The network coordinator needs to pay careful attention to the individual actors’ interactions with other creative members as well as with the co-creation environment to facilitate a higher level of creative co-production. To do so, central integrators coordinate meaningful competence-based communication between actors that may lead to higher engagement and higher contribution. In order to drive these experiential communications, the network coordinator needs to co-create relationships among the actors, regulate interactions, encourage creative idea or knowledge inputs, and manage the insight distribution and applications. Therefore, we propose that:

The better the design and enactment of network coordination, the higher the level of experiential communication among actors.

4.4 Creative Resources

Creative co-production heavily relies on the integration of internal and external creative resources in collaborative production, evaluation, and distribution of creative ideas and new contents. In addition to operand resources such as technology, creative resources mainly refer to individual or institutional contributors with valuable and rare operant resources such as creativity, skills, knowledge, and competencies. To integrate the creative resources and build a creative networked enterprise, creative co-production processes should be properly designed and coordinated to engage creative external actors with different operand resources. Developing such a network requires a robust information system structure and well-coordinated processes [14].

A network coordinator typically coordinates co-production process and is in charge of resource integration. The central coordinator defines the network rules for creative resource acquisition and integration but not resource utilization. Like other co-creation systems, integrating resources is critical for the network productivity, stability, and survivability. While the network coordinator integrates resources to achieve desirable outcomes, resource utilization is spontaneously determined based on the actors’ needs and goals. Hence, the success of creative co-production depends on the availability of resources as well as the capability of the central network coordinator in integrating these resources [28]. Therefore, we propose that:

Availability of creative operand resources is a key prerequisite of efficient creative co-production.

5 Conclusion

Creative co-production networks are still at an early stage of development in media and creative industries. Nonetheless, we anticipate the number of these networks will continue to increase rapidly. This review addressed the theoretical foundations of co-production and proposed a model consisting of creative resources, coordination, experiential communication, and co-creation environment. The model proposed in this chapter helps explain the relationships between key antecedents of creative co-production. Since none of the variables are associated with specific types of actors, platform owners or contents, the model is not limited to any specific network structure and therefore is widely applicable to different business models.

Future research can adopt this theoretical lens to study existing co-production networks for better theorization, classification, and comparison in creative industries.

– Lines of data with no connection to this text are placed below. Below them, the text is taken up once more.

PR #211, opened 2018-05-10
Add Product with Serializable blog post

ceedubs:
This is a document that I've had sitting on my laptop for a while. I
figured that I might as well put it in a public place, and the typelevel
blog is the first place that came to mind.

I now see that Noel Welsh has published something similar [here](https://underscore.io/blog/posts/2015/06/04/more-on-sealed.html).
This goes into a bit more detail with type LUBs, which may be helpful to
someone?

### DIFF
--- a/posts/2018-05-09-product-with-serializable.md
+++ b/posts/2018-05-09-product-with-serializable.md
@@ -15,7 +15,7 @@ tut:
 
 ---
 
-A somewhat common scala idiom is to make an `abstract` type extend `Product with Serializable`. There isn't an obvious reason to do this, and people have asked me a number of times why I've done this. While I don't think that `Product` or `Serializable` are particularly good abstractions, there's a reason that I extend them.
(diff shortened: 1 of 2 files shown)


posts/2018-05-09-product-with-serializable.md
```diff
@@ -0,0 +1,65 @@
...
+
+tut:
+  scala: 2.12.4
+  binaryScala: "2.12"
+  dependencies:
+    - org.scala-lang:scala-library:2.12.4
+
+---
+
+A somewhat common scala idiom is to make an `abstract` type extend `Product with Serializable`. There isn't an obvious reason to do this, and people have asked me a number of times why I've done this. While I don't think that `Product` or `Serializable` are particularly good abstractions, there's a reason that I extend them.
```
larsrh: scala → Scala

ceedubs:
Thanks for the quick review @larsrh! I've pushed an update.

larsrh:
Thanks for the post!

PR #216, opened 2018-06-14
new post: typedapi

larsrh:
Post as submitted @pheymann.

I haven't changed much (in particular, I haven't proofread it). Reviews most welcome!

### DIFF
--- a/posts/2018-06-15-typedapi.md
+++ b/posts/2018-06-15-typedapi.md
@@ -1,0 +1,329 @@
+---
+layout: post
+title: Typedapi or how to derive your clients and servers from types
+
+meta:
+  nav: blog
+  author: pheymann
+  pygments: true
+---
+
+In this blog post, I will show you how to leverage Scala's type system to derive an HTTP client function from a single type. This will also be the story of how I started to work on [Typedapi](https://github.com/pheymann/typedapi) which is basically the attempt to bring Haskell's [Servant](https://github.com/haskell-servant/servant) to Scala.
+
+## Servant in a nutshell and how it began
+For everyone not knowing Servant, it is a library which lets you define your web apis as types and derives the client and server functions from it. When I saw it for the first time while working on a ped project I immediately loved the idea. Creating web server and clients this way reduces your code to a mere type, you get extra type safety and you can use the api types as contracts between your server and its clients. 
+
+I couldn't find any viable alternative in Scala at the time and decided to build it on my own. But I just wanted to start with a single feature to not overwhelm myself and abandon the project after a short time. Therefore, I set out to make Scala able to derive a client function from a single api type, as we will do in this post.
+
+## Derive a client function from a type. How hard can it be?
+Let's start with an example we will use later on to ease understanding. Consider the following api:
+
+```
+GET /users/:name?minAge=:age -> List[User]
+```
+
+It only consists of a single endpoint which returns a list of `Users`:
+
+```scala
+final case class User(name: String, age: Int)
+```
+
+with a given `name: String`. Furthermore, you filter the resulting users by their `age: Int`. Our big goal is to end up with a function which is derived from a type-level representation of our endpoint:
+
+```scala
+(name: String, minAge: Int) => F[List[User]]
+```
+
+### Represent the api as a type
+Question: how do you represent the above api as a type in Scala? I think the best way is to break it apart and try to find type-level representations for each element. After that, we "just" merge them together.
+
+When we take a closer look at our endpoint we see that it consists of:
+  * path elements identifying an endpoint: `/users`
+  * segments within the path: `:name`
+  * queries: `minAge=[age]`
+  * and a method `GET` to identify which kind of operation we want to do
+
+Or in other words, just a plain HTTP definition of a web endpoint. Now that we know what we are working with let's try and find a type-level representation.
+
+We start with our path element. If we would work with Dotty or Typelevel-Scala we could use a feature called literal-type:
+
+```scala
+type Path = "users"
+```
+
+But as we want to stay in Vanilla Scala this isn't an option.
+We have to use the one tool probably every developer has to use when it comes to working on the type-level called [shapeless](https://github.com/milessabine/shapeless).
+It has this nifty class [Witness](https://github.com/milessabin/shapeless/blob/shapeless-2.3.3/core/src/main/scala/shapeless/singletons.scala#L32) which generates a witness type from a literal like `Strings` or `Symbols`.
+
+```scala
+import shapeless.Witness
+
+val usersW = Witness("users")
+```
+
+But this isn't a pure type declaration, you will say. And you are right, but right now there is no other way in Scala. We have to go the ordinary value road first to create our types.
+
+Now that we know how to get a type representation from a `String` which describes our path we should clearly mark it as a path element:
+
+```scala
+sealed trait Path[P]
+
+type users = Path[usersW.T]
+```
+
+That's it. That is the basic concept of how we can describe our apis as types. We just reuse this concept now for the remaining elements like the segment.
+
+
+```scala
+val nameW = Witness('name)
+
+sealed trait Segment[K, V]
+
+type name = Segment[nameW.T, String]
+```
+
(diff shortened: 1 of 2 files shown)


posts/2018-06-15-typedapi.md
```diff
@@ -0,0 +1,329 @@
...
+```scala
+(name: String, minAge: Int) => F[List[User]]
+```
+
+### Represent the api as a type
+Question: how do you represent the above api as a type in Scala? I think the best way is to break it apart and try to find type-level representations for each element. After that, we "just" merge them together.
+
+When we take a closer look at our endpoint we see that it consists of:
+  * path elements identifying an endpoint: `/users`
+  * segments within the path: `:name`
```
vil1: For segments and queries, it might be worth emphasizing that we need them to represent a parameter which has a name *and* a type

posts/2018-06-15-typedapi.md
```diff
@@ -0,0 +1,329 @@
...
+We have to use the one tool probably every developer has to use when it comes to working on the type-level called [shapeless](https://github.com/milessabine/shapeless).
+It has this nifty class [Witness](https://github.com/milessabin/shapeless/blob/shapeless-2.3.3/core/src/main/scala/shapeless/singletons.scala#L32) which generates a witness type from a literal like `Strings` or `Symbols`.
+
+```scala
+import shapeless.Witness
+
+val usersW = Witness("users")
+```
+
+But this isn't a pure type declaration, you will say. And you are right, but right now there is no other way in Scala. We have to go the ordinary value road first to create our types.
```
vil1: If I didn't knew about `Witness` and singleton types, this wouldn't be very clear to me. Maybe it would be a little clearer it you flipped the reasonning like so: 
* the challenge here is to "transform a value into a type" 
* of course we can do that only if the value is already known at compile time (eg a literal)
* Dotty can do exactly that, but in Scala we need to use `Witness`
* a `Witness` *value* "contains" an abstract type `T` that is exactly what we want here

posts/2018-06-15-typedapi.md
```diff
@@ -0,0 +1,329 @@
...
+
+```scala
+val minAgeW = Witness('minAge)
+
+sealed trait Query[K, V]
+
+type minAge = Query[minAgeW.T, Int]
+
+sealed trait Method
+sealed trait Get[A] extends Method
```
vil1: It's worth mentioning that the `A` type parameter will represent the type of the resource returned by the endpoint.

posts/2018-06-15-typedapi.md
```diff
@@ -0,0 +1,329 @@
...
+final case class PathList[P <: HList]() {
+  
+  def /[S](path: Witness.Lt[S]): PathList[S :: P] = PathList()
+  ...
+}
+
+val Root = PathList[HNil]()
+```
+  * Same is true for `QueryList`.
+  * The last step is to merge all these `HLists` types into a single one. Shapeless comes again with a handy type class called `Prepend` which provides us with the necessary functionality. Two `HList` types go in, a single type comes out. And again, we use a type carrier here to store the api type.
```
vil1: I prefer to think about typeclasses (when used for typelevel programming like here) as constraints rather than functions. So I'd say that `Prepend.Aux[Q, P, Api]` makes sure (or constrains) that `Api` is indeed the concatenation of `P` and `Q`. But that's a personal POV.

posts/2018-06-15-typedapi.md
```diff
@@ -0,0 +1,329 @@
...
+
+That's it. We say what goes in and what comes out. You need some examples to get a better idea? Here you go:
+
+```scala
+implicit def pathTransformer[P, El <: HList, KIn <: HList, VIn <: HList, M, Out] = 
+  FoldLeftFunction[Path[P], (El, KIn, VIn, M, Out)] { type Out = (P :: El, KIn, VIn, Out) }
+
+implicit def segmentTransformer[K <: Symbol, V, El <: HList, KIn <: HList, VIn <: HList, M, Out] = 
+  FoldLeftFunction[Segment[K, V], (El, KIn, VIn, M, Out)] { type Out = (SegmentInput :: El, K :: KIn, V :: VIn, Out) }
+
```
vil1: A short explanation in English might help here, for people who're not used to the Scala typelevel programming idioms

posts/2018-06-15-typedapi.md
```diff
@@ -0,0 +1,329 @@
...
+And another hint, you can start with `Nothing` as the initial type for your aggregate.
+
+#### Collect all the request data
+We folded our api type into the new representation. Now we use that to build a function which collects all the data necessary to make a request.
+
+```scala
+type Uri     = List[String]
+type Queries = Map[String, List[String]]
+
```
vil1: again, a short description in English of what these types represent might be helpful, especially stressing the fact that these live in the value level (that isn't a correct way to put it, but hopefully you see what I mean).

posts/2018-06-15-typedapi.md
```diff
@@ -0,0 +1,329 @@
...
+When we apply both solutions we end up with:
+
+```scala
+def derive[H <: HList, Fold, El <: HList, KIn <: HList, VIn <: HList, M, Out]
+  (apiList: ApiTypeCarrier[H])
+  (implicit fold: Lazy[TypeLevelFoldLeft.Aux[H, Nothing, (El, KIn, VIn, M, Out)]],
+            builder: RequestDataBuilder[El, KIn, VIn],
+            vinToFn: FnFromProduct[VIn => ExecutableDerivation[El, KIn, VIn, M, Out]]): vinToFn.Out = 
+  vinToFn.apply(input => new ExecutableDerivation[El, KIn, VIn, M, Out](builder, input))
+```
```
vil1: If I was the author of this post, I would probably slip a joke there about how much bigger the signature of this function is compared to its body, which is exactly what we're looking for when doing typelevel programming :)

posts/2018-06-15-typedapi.md
```diff
@@ -0,0 +1,329 @@
...
+      next(inputs.tail, uri, Map(wit.value.name -> List(inputs.head.toString())) ++ queries)
+  }
+```
+
+The other cases are looking quite similar and it is up to the interested reader to find the implementations.
+
+What we end up with is a nested function call structure which will take an `HList` and returns the `uri` and `queries`.
+
+```scala
+"joe" :: 42 :: HNil => (List("users", "joe"), Map("minAge" -> List("42")))
```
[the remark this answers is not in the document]
pheymann: we only expect `String` and `Int` as inputs. `"users"` is part of the path and known at compile time. For a better understanding have a look at the generated function signature:
 
```Scala
// expected (final)
String => Int => (List[String], Map[String -> List[String]])

// current shape
type Input <: HList

Input => (List[String], Map[String -> List[String]])
```

Maybe I should add a statement to clarify that.

posts/2018-06-15-typedapi.md
pheymann: True, when you use a concept on a (more or less) daily basis you easily forget that it might be not that obvious for someone else why it should/can be used here. 

I will rewrite it to make it more clear.

posts/2018-06-15-typedapi.md
pheymann: My 2 Cents: it depends on what I try to achieve. If I want to proof something like `implicit ev: Monad[F]` it constraints the (a at some point known) type. But when computing something on the type level (like the concatenation) I would tend to describe it as function (computation), because here `Api` is solely determined by this computation.

But yes, in the end you could also describe it as a constraint put on `Api` :).

posts/2018-06-15-typedapi.md
pheymann: tuff task ... me finding a good joke 😄 . I will try to come up with one.

pheymann:
thanks @larsrh for preparing the PR @vil1 for proof reading it. I will overhaul my post once I am back at home and have a proper notebook and internet connection at my disposal. Expect incoming changes Sunday night or Monday morning.

pheymann:
@larsrh @vil1 I started a new branch to apply my changes:

https://github.com/pheymann/typelevel.github.com/blob/post/typedapi/posts/2018-06-15-typedapi.md

I will open a new PR (which will supersede this one) once I have finalized my post (hopefully today).

posts/2018-06-15-typedapi.md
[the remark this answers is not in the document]
vil1: That's probably worth adding these signatures somewhere indeed

PR #190, opened 2024-02-28
Defining some minimum versions

castelao:
These are the versions that I could install with Python-3.8. This info might be helpful to keep track.

Can you confirm that these versions don't conflict with your local & HPC environments?

### DIFF
--- a/requirements.txt
+++ b/requirements.txt
@@ -5,10 +5,10 @@ NREL-gaps>=0.6.0
 NREL-farms>=1.0.4
 google-auth-oauthlib==0.5.3
 pytest>=5.2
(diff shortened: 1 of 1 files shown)


bnb32:
> These are the versions that I could install with Python-3.8. This info might be helpful to keep track.
> 
> Can you confirm that these versions don't conflict with your local & HPC environments?

These all work for me.

castelao:
Thanks @bnb32 ! Let's hold this PR for a few days and give time for everyone to check it.

castelao:
@bnb32 @grantbuster , is it fine to move this one forward?

PR #191, opened 2024-02-29
Caching PIP

castelao:
Cache PIP to speed up a little the testing job.

Also, update actions to avoid warning messages.


bnb32 (approved):
Loving all this clean up you're doing. Thanks!

PR #196, opened 2024-03-14
Syntax update using numpy and scipy

castelao:
Minor editing that would stop some warnings about a future change in syntax.

I also added explicit dependency on `numpy` and `scipy` since those are explicitly called.


bnb32 (approved):
Looks fine to me. Not sure what's going on with those tests though. 

Apparently tensorflow 2.16 made some big API changes. I added <2.16 to the requirements in my PR.

PR #199, opened 2024-03-16
Sup3rWind examples 

bnb32:
Basically the same as Sup3rCC examples.


sup3r/postprocessing/file_handling.py
```diff
@@ -595,9 +587,40 @@ def _write_output(cls, data, features, lat_lon, times, out_file,
             attrs = {k: v if isinstance(v, str) else json.dumps(v)
                      for k, v in meta_data.items()}
 
-        with xr.Dataset(data_vars=data_vars, coords=coords,
-                        attrs=attrs) as ncfile:
-            ncfile.to_netcdf(out_file)
+        return xr.Dataset(data_vars=data_vars, coords=coords, attrs=attrs)
```
castelao, line 590: I like to add some metadata that might be helpful later. For instance, created/modified datetime might help to decide between two equivalent datasets.
```
attrs['date_modified'] = datetime.utcnow().isoformat()
if 'date_created' not in attrs:
    attrs['date_created'] = attrs['date_modified']
ds = xr.Dataset(...)
...
```

castelao (commented):
I don't have much to add here. I think it was a good move to create `_get_xr_dset()` thus allowing a pipeline directly from an `xr.Dataset` without necessarily creating the netCDF.

bnb32:
Merging this since it is low stakes and referenced in slides that are about to be published.

PR #202, opened 2024-03-21
Fix documentation, requires tags to figure out version

castelao:
When checking repository, include tags history to allow figuring out the current package version.

Check the version shown at https://nrel.github.io/sup3r/ to understand the issue.


bnb32 (approved):
Good catch!

castelao:
> Good catch!

Thanks!

PR #207, opened 2024-04-08
combined conditional moments and wind conditional moments.

bnb32:


grantbuster (approved):
Woah we didnt need any of those wind-specific moment batch classes? Is this because of the more general exo data handling you implemented previously? Awesome, love to see that -406 lines count! Less code == easier life.

bnb32:
> Woah we didnt need any of those wind-specific moment batch classes? Is this because of the more general exo data handling you implemented previously? Awesome, love to see that -406 lines count! Less code == easier life.

Yeah exactly!

PR #212, opened 2024-05-02
Basic setup for using pixi

castelao:
Setup to run on Eagle.

### DIFF
--- a/pyproject.toml
+++ b/pyproject.toml
@@ -115,7 +115,6 @@ platforms = ["osx-arm64", "linux-64"]
 
 [tool.pixi.dependencies]
 python = "==3.11"
-netcdf4 = ">=1.5.8"
 cftime = ">=1.6.2"
 dask = ">=2022.0"
 h5netcdf = ">=1.1.0"
--- a/pyproject.toml
+++ b/pyproject.toml
@@ -108,3 +108,39 @@ packages = ["sup3r"]
 
 [tool.setuptools_scm]
 version_file = "sup3r/_version.py"
+
+[tool.pixi.project]
+channels = ["conda-forge", "anaconda", "main"]
+platforms = ["osx-arm64", "linux-64"]
+
+[tool.pixi.dependencies]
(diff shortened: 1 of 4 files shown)


castelao:
It's not worth to setup for Eagle considering it will be out soon. This setup shouldn't affect anyone but it would help me.

grantbuster (approved):
I'm still not familiar with the pixi setup so lgtm, but how are you using this? At this point i think i'm the only person running sup3r on eagle which is fine. You and brandon should focus on getting a kestrel gpu env setup with tensorflow version pinned. I'll finish model validation on Eagle and then we'll migrate things over when kestrel GPUs are available.

pyproject.toml
```diff
@@ -108,3 +108,39 @@ packages = ["sup3r"]
...
 [tool.setuptools_scm]
 version_file = "sup3r/_version.py"
+
+[tool.pixi.project]
+channels = ["conda-forge", "anaconda", "main"]
+platforms = ["osx-arm64", "linux-64"]
+
+[tool.pixi.dependencies]
+python = "==3.11"
+netcdf4 = ">=1.5.8"
```
bnb32, line 118: I dont think we need both netcdf and h5netcdf

bnb32 (changes requested):
looks good! small comment on netcdf vs h5netcdf. also, a key part of this is some additional instructions on use though. could you add some to the README?

castelao:
> ... also, a key part of this is some additional instructions on use though. could you add some to the README?

Yes. I'm planning to add the instructions in a following PR. With this one here I can do some tests in kestrel, and tune it, before recommending you both on how to use it.

bnb32:
> > ... also, a key part of this is some additional instructions on use though. could you add some to the README?
> 
> Yes. I'm planning to add the instructions in a following PR. With this one here I can do some tests in kestrel, and tune it, before recommending you both on how to use it.

Ok, that works.

PR #213, opened 2024-05-02
Fix badges on main README

ppinchuk:
Just a quick README update to align badges and not have them on separate lines. See new (rather - old) style here: https://github.com/NREL/sup3r/tree/pp/badges


bnb32 (approved):
Nice! Thanks for the fix

PR #216, opened 2024-05-20
Reorganizing QDM related methods

castelao:
The `bias_calc` was already getting too large, so let's split and reorganize it.

This PR is meant to simplify the review of the following `PresRat`. Here, it is mostly about moving things around. Any error would be due to paths accessing components of the library, but the actual existing methods are not changed. The `PresRat` will be implemented in `bias_calc.qdm`, on the side of the standard `QDM`.


castelao:
@grantbuster and @bnb32 , may I merge this one?

grantbuster (approved):

PR #217, opened 2024-06-05
fix performance issue with slow listcomp on regrid indexing

grantbuster:
@bnb32 this list comprehension was absolutely nuking the regridder performance for large timeseries


bnb32 (approved):
Yeah a similar fix is in my branch. Not sure why I didn't vectorize this initially.

PR #218, opened 2024-06-17
Migrating to kestrel using pixi to manage environment

castelao:
Kestrel setup to run sup3r using pixi to manage environment. The goal here is, in order of priority:
- Be able to run on kestrel.
- Keep control of the environment to guarantee reproducibility.
- Update tensorflow to 2.15. We are not compatible yet with 2.16.
- Sync dependency tree between linux and OSX for development

Some relevant notes:
- There is some issue with GLIBC, and one or more dependencies might have not been properly dynamically linked, so some combinations of versions create issues.
- A few tests are failing on kestrel and it's not clear the reasons. I'm addressing one case in another PR, but there are more.
- Using tensorflow 2.15.1, which is only available through pip.
- I couldn't make yet tensor flow-metal to work while keeping the dependency tree compatible. Which is probably OK for now since OSX would be for development only.


castelao:
A comment. This is not ideal yet, as it is, but might be the best choice at the moment to use kestrel. The main limitation now are the tests that fail. I wouldn't merge this until we understand what are those errors.

PR #1815, opened 2024-06-12
1813 tailwind styling

tiwarineelu59:


judeamos (approved):
Approving changes, but can you delete the styledIntroductionmodal.js and have the styling applied inline.

PR #1833, opened 2024-06-19
Development/user profile

tiwarineelu59:


packages/utility/agent.ts
```diff
@@ -1,75 +1,50 @@
-import { NewApplicant, Opportunity, Project, User as UserType, Idea, Like, Save } from "@devlaunchers/models";
```
Enjoy2Live, line 1: can we revert the changes that removed comments from this file `packages/utility/agent.ts`? why have you removed it in the first place if I may ask?

Enjoy2Live (changes requested):
Let's abstain from making gigantic PRs to master so we can easily review and give feedback.

I reviewed the parts that are relevant to me only as I can't go over all the changes, please read the requested change and let me know what you think here.

PR #1866, opened 2024-07-15
roles filter bug fix

ajaywayase:


lamodots (changes requested):
role.attribute is repetitive . You can do object  destructuring

ajaywayase:
> role.attribute is repetitive . You can do object destructuring

Can you check now

lamodots (approved):

PR #1875, opened 2024-07-20
Staging/user profile — July 28th Release

judeamos:
### User Profile code changes for July 28th Release.

Changes Made: 
- UI revamp for our use profile redesign.
- Major code cleanup within our user profile project. (includes renaming, deleting, and restructuring of files)
- Usage of Tailwind in new components, and the refactoring of old components to use Tailwind.
- The onboarding process has been added with backend integration, this includes:
1. A new "onboarding" page access through `<base-url>/onboarding` 
2. A new Onboarding Modal that shows up if the user has not completed the onboarding process
- Loading functionality, a spinner is shown whenever the user data is being requested. For good user feedback. 
- We've added our own personal context files for our project and management of our state management system.
— You can find this change in the context folders
— I've built a very simple redux like system for our project (without needing to install the library). You can find these changes in the `user-profile/src/state/...` folder where i'm using reducers and actions. 
— If you'd like more understanding of this implementation, you can watch my [loom video tutorial](https://www.loom.com/looms/videos/State-Management-873e9a9dfb9a42d4a56a75f0b65c7dbb) i created for my team 

**Where Review is mostly needed**
- In setting up tailwind — made changes in `packages/tailwind-contructor/tailwind.config.js`
- In implementing the profile upload functionality (being able to change your profile) the `agent.ts` file was modified in `packages/utility/agent.ts` 
— Changes were also made to fix conflicts from the master branch.

- Added loading & error state in the `packages/UI/src/context/UserDataContext.js` (used for showing spinner in the user profile component)
- We've added multiple images to the image folder, not sure if this is gonna be an issue in terms of performance. We've  mostly stuck to svg files, and some png/jpeg files.  @Enjoy2Live 
- I've moved the sign up page redirection from the `src/components/modules/UserProfile/UserProfile.js` into the `src/pages/users/me.js` & added it to the `src/pages/onboarding.js`  (onboarding page). 
— Not sure who added the logic but wanted to let you know @Enjoy2Live @chungthuang. 

- I've used the `setUserData()` method in the `user-profile/src/components/modules/UserProfile/EditProfileModal/SettingPage/SettingPage.js` (**Line 54**), can you check if i'm using it correctly @Enjoy2Live @Nouri-Anouar.  
— This is for updating the users bio details in the backend. 
— The frontend user data state would not update unless you refreshed it to pull changes from the backend. 
— So i've just update the state: `setUserData({ ...userData, bio: editProfileState.bio })`
—  "...userData" gets existing state, then just updating the bio property.

[...]

PR #1878, opened 2024-07-20
quick change back (mixed package.json)

judeamos:
I made changes in the wrong package.json file in this PR (https://github.com/dev-launchers/dev-launchers-platform/pull/1877). I've now undone the changes i made in the wrong file. Again, it is better to review in this PR (https://github.com/dev-launchers/dev-launchers-platform/pull/1875)

### DIFF
--- a/apps/user-profile/package.json
+++ b/apps/user-profile/package.json
@@ -78,6 +78,10 @@
     "not ie <= 11",
     "not op_mini all"
   ],
+  "lint-staged": {
+    "*.js": "eslint '*/**/*.{js,jsx}' --fix",
+    "*.{js,css,md}": "prettier --write"
+  },
   "resolutions": {
     "styled-components": "^5"
   },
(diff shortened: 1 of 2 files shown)


apps/user-profile/package.json
```diff
@@ -78,6 +78,10 @@
     "not ie <= 11",
     "not op_mini all"
   ],
+  "lint-staged": {
+    "*.js": "eslint '*/**/*.{js,jsx}' --fix",
+    "*.{js,css,md}": "prettier --write"
+  },
```
Enjoy2Live, line 84: @judeamos 
this should be deleted, also please don't ignore code-owners alert and always seek their review before merging

judeamos: I was reverting the change back to the original, as I accidentally changed the one in the universal design folder. So the package.json in the user profile folder already had this. Thought there was no need for review as this was there by default. Where changes are being made outside of our project folder, or any app-level changes I'll make sure to include it in the description, just like I've done here: (https://github.com/dev-launchers/dev-launchers-platform/pull/1875/files)

judeamos: Do you need me to remove this, even though this was their originally?

judeamos: Oh i've just checked the commits log, it was, my bad. Reverting it back.

PR #1883, opened 2024-07-21
Lucas community

LucasWyski001:
added projects feature within the navigation which then allows users to click there and be redirected to the projects page, as well as implemented code for the projects page to load and render images without error


Enjoy2Live (approved):
LGTM but let's make sure other teams aren't bothered with these changes

dbradham:
@LucasWyski001 can you pull the latest changes from `master` into `development/community` ? I think that would remove a lot of the proposed changes here within the ideaspace app.

PR #1890, opened 2024-07-27
added the notification popover

yacineKahlerras:


Enjoy2Live (changes requested):
Very good starting point, I would suggest moving `packages/UI/src/components/molecules/NotificationPopover/*`
to `packages/UI/src/components/organisims/Navigation/NotificationPopover/*`

Also please rebase from `development/notification` to get access to notification page and minor fixes I made to global styles.
```
git rebase origin/development/notification
git push -f
```

PR #1894, opened 2024-08-04
fix(Need to trigger click function for upvote button)

RETprojects:


dbradham (approved):

dbradham:
@Enjoy2Live we made some changes here to the agent.ts and would appreciate your review-

The solution for delete was something I found in this thread-https://stackoverflow.com/questions/51069552/axios-delete-request-with-request-body-and-headers

I was not able to pass in a body even with this change, and I ended up just adding it to the end of the request string to get this to work for us. Not sure if you've used the delete endpoints much, or see any issues with /likes/delete implementation in agent.ts, but something seems strange there to me.

Enjoy2Live:
> @Enjoy2Live we made some changes here to the agent.ts and would appreciate your review-
> 
> The solution for delete was something I found in this thread-https://stackoverflow.com/questions/51069552/axios-delete-request-with-request-body-and-headers
> 
> I was not able to pass in a body even with this change, and I ended up just adding it to the end of the request string to get this to work for us. Not sure if you've used the delete endpoints much, or see any issues with /likes/delete implementation in agent.ts, but something seems strange there to me.

I won't be able to look at the code on my computer until tomorrow but http specification explicitly states that the DELETE method does not expect a request body so I don't see it as a good idea to go against you specs

Enjoy2Live:
@dbradham I think upgrading axios would solve this issue, newer versions allow payload with http DELETE method

dbradham:
> @dbradham I think upgrading axios would solve this issue, newer versions allow payload with http DELETE method

Thanks, that makes sense. I'm going to avoid upgrading axios because we have a working solution here, and that represents a lot of extra risk with only 1 day before code freeze.

PR #1904, opened 2024-08-18
feat(footer): add a contact email

Enjoy2Live:


chungthuang:
Can you share a screenshot of how this will look like?

chungthuang (approved):

zar92:
I would also like to see how it actually looks like. The contact email should be before Terms of Service.
Screenshot 2024-08-15 184902

Enjoy2Live:
@chungthuang @zar92 
image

The impacts of these drivers on platform efficiency and general performance are important to be addressed by future empirical studies as well. Exploring the relationship between these components with social, technological, and network-product cortexes could be another research avenue. Future research could also address how co-production opportunities affect actor behavior and experience and ultimately influence the network outcomes. Therefore, understanding creative co-production behavior in the virtual co-creation environment is essential to realizing more value from the development and use of co-creation models in creative industries. Finally, the domain of creative labor engagement in co-production networks offers a rich agenda for future research.